● WORK REQUEST: Copy out the entries that follow, unchanged.

● DATA SECTION:
PR #382, opened 2026-07-28
Fix async single-owner audio initialization lifecycle

### LINKED ISSUE #380: Audio initialization lifecycle: async, single-owner, cancelable recovery
# Audio Initialization Lifecycle — Final Plan

Final convergence of `audio-init-converged-plan.md` and
`audio-initialization-lifecycle-plan.md` (2026-07-28). Supersedes both.

## Incident context

Log session on the MacBook Air, 2026-07-28 14:20–14:29: coreaudiod went slow for
~9 minutes. Device opens took 10–12s against the hard 5s init timeout in
`start_recording` (`audio.rs:183`); six recordings failed silently; timed-out
init threads were forgotten and piled up, contending for the mic (two
`run_audio_capture` lines at 14:22:17.267/.385); an app restart at 14:22:24 did
not help — the wedge was OS-level. The stall moved between phases across
attempts (recording 7: stream build/play; recording 8: enumeration/config),
consistent with a wedged HAL rather than one slow call.

Known live bug found during review: `start_recording` holds the recording-state
mutex across the entire 5s `recv_timeout` (`audio.rs:139–192`), so a stalled
init also blocks `stop_recording` and every other audio call.

## Goal

Make microphone initialization asynchronous, single-owner, cancelable, and
honest about recovery. A timed-out Core Audio thread must remain owned until it
exits — never detached and forgotten. A slow device open becomes a slow start
that succeeds, not a failure to recover from.

## Required invariants

- At most one audio initialization or recording owns the microphone.
- Starting a recording never blocks a Tauri command for five seconds.
- A cancelled or expired attempt can never emit `recording`, audio levels, or
  samples.
- Murmur never returns to `Idle` while an old audio thread is still alive.
- Every spawned audio thread is eventually joined or remains explicitly tracked
  as unrecoverable.
- Recording duration begins when the stream becomes ready, not when
  initialization begins.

● ANSWER BOX:
PR #382, opened 2026-07-28
Fix async single-owner audio initialization lifecycle

### LINKED ISSUE #380: Audio initialization lifecycle: async, single-owner, cancelable recovery
# Audio Initialization Lifecycle — Final Plan

Final convergence of `audio-init-converged-plan.md` and
`audio-initialization-lifecycle-plan.md` (2026-07-28). Supersedes both.

## Incident context

Log session on the MacBook Air, 2026-07-28 14:20–14:29: coreaudiod went slow for
~9 minutes. Device opens took 10–12s against the hard 5s init timeout in
`start_recording` (`audio.rs:183`); six recordings failed silently; timed-out
init threads were forgotten and piled up, contending for the mic (two
`run_audio_capture` lines at 14:22:17.267/.385); an app restart at 14:22:24 did
not help — the wedge was OS-level. The stall moved between phases across
attempts (recording 7: stream build/play; recording 8: enumeration/config),
consistent with a wedged HAL rather than one slow call.

Known live bug found during review: `start_recording` holds the recording-state
mutex across the entire 5s `recv_timeout` (`audio.rs:139–192`), so a stalled
init also blocks `stop_recording` and every other audio call.

## Goal

Make microphone initialization asynchronous, single-owner, cancelable, and
honest about recovery. A timed-out Core Audio thread must remain owned until it
exits — never detached and forgotten. A slow device open becomes a slow start
that succeeds, not a failure to recover from.

## Required invariants

- At most one audio initialization or recording owns the microphone.
- Starting a recording never blocks a Tauri command for five seconds.
- A cancelled or expired attempt can never emit `recording`, audio levels, or
  samples.
- Murmur never returns to `Idle` while an old audio thread is still alive.
- Every spawned audio thread is eventually joined or remains explicitly tracked
  as unrecoverable.
- Recording duration begins when the stream becomes ready, not when
  initialization begins.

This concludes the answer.